> _TASK DETAILS_
Starting with the first line below, reproduce each line exactly until you have included the one bearing "Web Notifications API: notifications".

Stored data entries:
..............................
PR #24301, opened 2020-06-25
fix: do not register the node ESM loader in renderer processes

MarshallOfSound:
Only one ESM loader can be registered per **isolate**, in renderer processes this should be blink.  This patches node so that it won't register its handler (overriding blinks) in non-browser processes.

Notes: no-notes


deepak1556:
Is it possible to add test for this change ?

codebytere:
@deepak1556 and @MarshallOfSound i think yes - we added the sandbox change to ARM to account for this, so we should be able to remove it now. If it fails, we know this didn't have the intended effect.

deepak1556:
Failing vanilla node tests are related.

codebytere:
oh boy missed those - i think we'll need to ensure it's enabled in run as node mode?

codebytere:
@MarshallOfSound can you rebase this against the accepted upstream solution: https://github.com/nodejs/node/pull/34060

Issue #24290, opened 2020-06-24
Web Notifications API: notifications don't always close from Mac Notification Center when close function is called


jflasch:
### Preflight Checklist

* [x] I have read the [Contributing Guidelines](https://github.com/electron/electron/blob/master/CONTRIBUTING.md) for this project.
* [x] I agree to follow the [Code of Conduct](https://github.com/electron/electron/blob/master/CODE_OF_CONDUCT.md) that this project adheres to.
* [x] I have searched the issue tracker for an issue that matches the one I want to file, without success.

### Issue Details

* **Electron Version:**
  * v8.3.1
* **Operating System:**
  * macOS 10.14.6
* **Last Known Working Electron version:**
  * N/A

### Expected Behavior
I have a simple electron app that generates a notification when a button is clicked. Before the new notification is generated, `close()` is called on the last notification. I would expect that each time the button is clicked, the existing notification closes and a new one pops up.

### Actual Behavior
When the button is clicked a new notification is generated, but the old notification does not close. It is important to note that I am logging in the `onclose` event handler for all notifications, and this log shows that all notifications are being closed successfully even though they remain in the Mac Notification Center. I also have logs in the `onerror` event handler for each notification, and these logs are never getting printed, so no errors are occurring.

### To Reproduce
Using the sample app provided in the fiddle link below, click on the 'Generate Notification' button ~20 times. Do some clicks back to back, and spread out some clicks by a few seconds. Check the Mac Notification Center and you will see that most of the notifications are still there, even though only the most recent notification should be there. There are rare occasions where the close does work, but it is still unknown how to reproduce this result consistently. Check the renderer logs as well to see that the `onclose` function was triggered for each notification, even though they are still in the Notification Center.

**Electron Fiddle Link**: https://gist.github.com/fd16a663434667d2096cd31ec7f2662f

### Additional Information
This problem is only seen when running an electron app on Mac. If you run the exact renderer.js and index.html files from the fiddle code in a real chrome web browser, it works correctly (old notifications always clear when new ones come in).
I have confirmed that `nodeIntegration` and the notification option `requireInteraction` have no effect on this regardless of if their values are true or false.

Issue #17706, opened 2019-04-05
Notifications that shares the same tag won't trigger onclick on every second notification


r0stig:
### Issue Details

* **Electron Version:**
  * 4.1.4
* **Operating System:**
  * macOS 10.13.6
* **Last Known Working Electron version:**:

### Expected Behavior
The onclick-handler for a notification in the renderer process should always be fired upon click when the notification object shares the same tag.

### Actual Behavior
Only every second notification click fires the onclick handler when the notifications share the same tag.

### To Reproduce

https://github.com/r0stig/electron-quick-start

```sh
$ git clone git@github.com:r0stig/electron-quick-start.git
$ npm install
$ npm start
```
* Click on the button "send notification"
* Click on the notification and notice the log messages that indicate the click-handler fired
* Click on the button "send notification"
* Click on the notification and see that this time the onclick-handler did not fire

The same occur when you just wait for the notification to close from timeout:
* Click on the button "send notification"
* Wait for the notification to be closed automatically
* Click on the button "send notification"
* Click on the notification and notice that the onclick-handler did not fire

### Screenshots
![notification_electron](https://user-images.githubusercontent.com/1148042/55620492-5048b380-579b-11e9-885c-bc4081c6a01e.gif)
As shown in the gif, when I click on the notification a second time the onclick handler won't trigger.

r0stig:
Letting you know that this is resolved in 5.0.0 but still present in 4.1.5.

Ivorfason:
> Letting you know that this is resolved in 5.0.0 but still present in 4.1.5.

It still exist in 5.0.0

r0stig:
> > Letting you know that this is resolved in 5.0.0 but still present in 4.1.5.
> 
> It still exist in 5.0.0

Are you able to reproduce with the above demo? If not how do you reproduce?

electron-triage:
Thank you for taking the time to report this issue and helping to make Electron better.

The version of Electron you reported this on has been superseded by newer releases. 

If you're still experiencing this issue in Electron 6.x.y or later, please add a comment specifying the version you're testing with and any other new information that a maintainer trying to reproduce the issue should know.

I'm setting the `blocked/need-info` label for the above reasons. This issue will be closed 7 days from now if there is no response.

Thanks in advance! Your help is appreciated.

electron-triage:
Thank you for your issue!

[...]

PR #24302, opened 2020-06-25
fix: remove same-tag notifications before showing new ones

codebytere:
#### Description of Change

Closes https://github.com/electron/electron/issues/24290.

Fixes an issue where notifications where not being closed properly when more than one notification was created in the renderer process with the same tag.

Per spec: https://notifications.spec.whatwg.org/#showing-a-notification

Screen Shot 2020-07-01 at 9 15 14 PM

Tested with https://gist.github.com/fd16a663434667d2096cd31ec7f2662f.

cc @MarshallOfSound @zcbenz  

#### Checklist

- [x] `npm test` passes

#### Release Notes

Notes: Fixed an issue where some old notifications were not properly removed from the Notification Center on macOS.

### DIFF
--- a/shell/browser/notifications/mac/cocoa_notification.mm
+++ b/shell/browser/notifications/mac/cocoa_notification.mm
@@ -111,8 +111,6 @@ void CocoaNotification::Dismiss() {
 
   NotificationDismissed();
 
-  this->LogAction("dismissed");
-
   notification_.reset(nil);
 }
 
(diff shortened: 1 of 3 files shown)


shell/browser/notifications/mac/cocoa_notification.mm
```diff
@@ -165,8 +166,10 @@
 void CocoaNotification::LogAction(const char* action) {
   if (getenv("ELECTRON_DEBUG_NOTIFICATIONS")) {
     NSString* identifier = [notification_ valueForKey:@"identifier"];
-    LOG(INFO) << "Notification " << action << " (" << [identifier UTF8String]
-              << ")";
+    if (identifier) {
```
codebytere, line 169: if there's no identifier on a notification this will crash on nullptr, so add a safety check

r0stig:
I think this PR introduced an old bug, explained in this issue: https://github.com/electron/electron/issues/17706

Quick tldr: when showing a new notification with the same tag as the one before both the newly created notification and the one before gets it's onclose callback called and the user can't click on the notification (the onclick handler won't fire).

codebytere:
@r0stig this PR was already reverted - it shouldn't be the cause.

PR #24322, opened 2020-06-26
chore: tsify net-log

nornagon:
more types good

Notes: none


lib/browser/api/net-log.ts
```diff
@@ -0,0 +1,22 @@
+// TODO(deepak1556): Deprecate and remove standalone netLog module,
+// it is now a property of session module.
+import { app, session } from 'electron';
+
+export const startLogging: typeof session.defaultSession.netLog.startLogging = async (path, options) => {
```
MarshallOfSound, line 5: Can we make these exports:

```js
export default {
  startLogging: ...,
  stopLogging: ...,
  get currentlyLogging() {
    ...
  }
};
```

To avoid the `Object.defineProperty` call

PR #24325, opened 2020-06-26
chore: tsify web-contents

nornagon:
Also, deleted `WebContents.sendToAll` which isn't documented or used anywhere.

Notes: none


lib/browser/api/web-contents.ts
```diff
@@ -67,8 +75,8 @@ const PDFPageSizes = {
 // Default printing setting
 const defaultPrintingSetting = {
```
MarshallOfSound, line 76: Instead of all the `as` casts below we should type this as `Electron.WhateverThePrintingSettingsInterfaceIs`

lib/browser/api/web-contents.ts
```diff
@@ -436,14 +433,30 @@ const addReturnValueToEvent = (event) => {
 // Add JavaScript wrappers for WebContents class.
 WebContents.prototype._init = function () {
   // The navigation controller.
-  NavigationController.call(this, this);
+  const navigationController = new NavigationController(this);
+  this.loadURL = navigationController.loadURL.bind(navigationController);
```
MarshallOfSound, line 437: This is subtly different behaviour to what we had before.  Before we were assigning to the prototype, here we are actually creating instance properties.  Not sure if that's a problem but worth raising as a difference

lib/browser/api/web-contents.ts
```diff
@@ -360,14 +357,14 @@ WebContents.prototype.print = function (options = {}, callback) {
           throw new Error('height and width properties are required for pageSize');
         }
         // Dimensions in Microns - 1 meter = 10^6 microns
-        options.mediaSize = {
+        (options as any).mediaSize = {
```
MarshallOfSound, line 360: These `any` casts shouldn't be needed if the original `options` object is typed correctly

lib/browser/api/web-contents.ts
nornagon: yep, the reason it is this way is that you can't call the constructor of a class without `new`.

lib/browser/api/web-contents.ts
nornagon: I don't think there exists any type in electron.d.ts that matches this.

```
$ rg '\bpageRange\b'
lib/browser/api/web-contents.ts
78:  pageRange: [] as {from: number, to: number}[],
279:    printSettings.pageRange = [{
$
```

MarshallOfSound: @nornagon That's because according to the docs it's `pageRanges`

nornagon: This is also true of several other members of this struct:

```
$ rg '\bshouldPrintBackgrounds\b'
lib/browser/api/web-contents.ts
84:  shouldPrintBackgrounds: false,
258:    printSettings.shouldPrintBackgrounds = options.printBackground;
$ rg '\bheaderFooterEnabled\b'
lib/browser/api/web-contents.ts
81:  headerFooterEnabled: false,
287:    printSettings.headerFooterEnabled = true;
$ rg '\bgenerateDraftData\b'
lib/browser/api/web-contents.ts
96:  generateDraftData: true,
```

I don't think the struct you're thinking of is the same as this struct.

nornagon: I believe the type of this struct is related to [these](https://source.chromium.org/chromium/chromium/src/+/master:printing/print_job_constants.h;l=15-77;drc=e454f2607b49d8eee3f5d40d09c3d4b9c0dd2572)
..............................
> _REPLY_
PR #24301, opened 2020-06-25
fix: do not register the node ESM loader in renderer processes

MarshallOfSound:
Only one ESM loader can be registered per **isolate**, in renderer processes this should be blink.  This patches node so that it won't register its handler (overriding blinks) in non-browser processes.

Notes: no-notes


deepak1556:
Is it possible to add test for this change ?

codebytere:
@deepak1556 and @MarshallOfSound i think yes - we added the sandbox change to ARM to account for this, so we should be able to remove it now. If it fails, we know this didn't have the intended effect.

deepak1556:
Failing vanilla node tests are related.

codebytere:
oh boy missed those - i think we'll need to ensure it's enabled in run as node mode?

codebytere:
@MarshallOfSound can you rebase this against the accepted upstream solution: https://github.com/nodejs/node/pull/34060

Issue #24290, opened 2020-06-24
Web Notifications API: notifications don't always close from Mac Notification Center when close function is called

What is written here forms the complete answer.